### Your task
Give the lines below again exactly, starting with the line that holds "This PR fixed" and going on through the line that holds "The tests also".

### Information given

PR #390, opened 2021-12-09
Fix(engine): Original_storage bug fix; more tracing tests

birchmd:
The primary goal of this PR was to add more tests for our geth tracing feature. This is accomplished, and also uncovered a bug in the engine.

The implementation of `original_storage` was incorrect in always returning `None`. The original value is accessible because SputnikVM does not change storage values until after the transaction is complete (it stores intermediate writes in memory). This incorrect implementation was causing one of the example transactions I chose to check the trace of to not be replayed correctly (it was assigning the wrong gas cost to one of the `SSTORE` steps because the original value was listed as missing).

This PR fixed this `original_storage` bug along with adding the new tracing tests.

The tests also uncovered a bug in how I was interpreting the `memory_cost` from SputnikVM, and fixes that as well.

Note: by simply changing the `original_storage` implementation without taking into account any backwards compatibility, it means the debug tracing of old transactions may differ slightly from what happened when they were originally executed on NEAR. Personally I think this is acceptable because debug tracing is generally most useful for recent transactions only. Therefore, this bug will have been fixed in the engine by the time anyone wants to debug a transaction and they will see consistent results.

Note: fixing the `original_storage` bug causes the 1inch and uniswap gas costs to increase a little. This may have cause more transactions to hit the NEAR gas limit if they were already close to it. However, I believe it still necessary to make this change because we want our EVM implementation to be as accurate as possible. Hopefully this change will not break anything because the increase is small. And if it does, the problem should be resolved relatively quickly because another wasm cost decrease is coming to mainnet soon.


joshuajbouw (approved):
Looks great. Good find.

I believe that we should be fine for the difference for now between old txs and new txs. Though, it really does suck :(.

The small increase in our gas limit is not good, but it is completely unavoidable as this is a requirement.

PR #391, opened 2021-12-09
Feat(standalone): Add debug tracing of remaining gas values

birchmd:
Geth traces include a `gas` value which counts down from the gas limit. In this PR we capture this information from the SputnikVM events and validate it is the same as the values in example traces from etherscan.


joshuajbouw (approved):
Looks good to me.

mrLSD (approved):
LGTM!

### Result
This PR fixed this `original_storage` bug along with adding the new tracing tests.

The tests also uncovered a bug in how I was interpreting the `memory_cost` from SputnikVM, and fixes that as well.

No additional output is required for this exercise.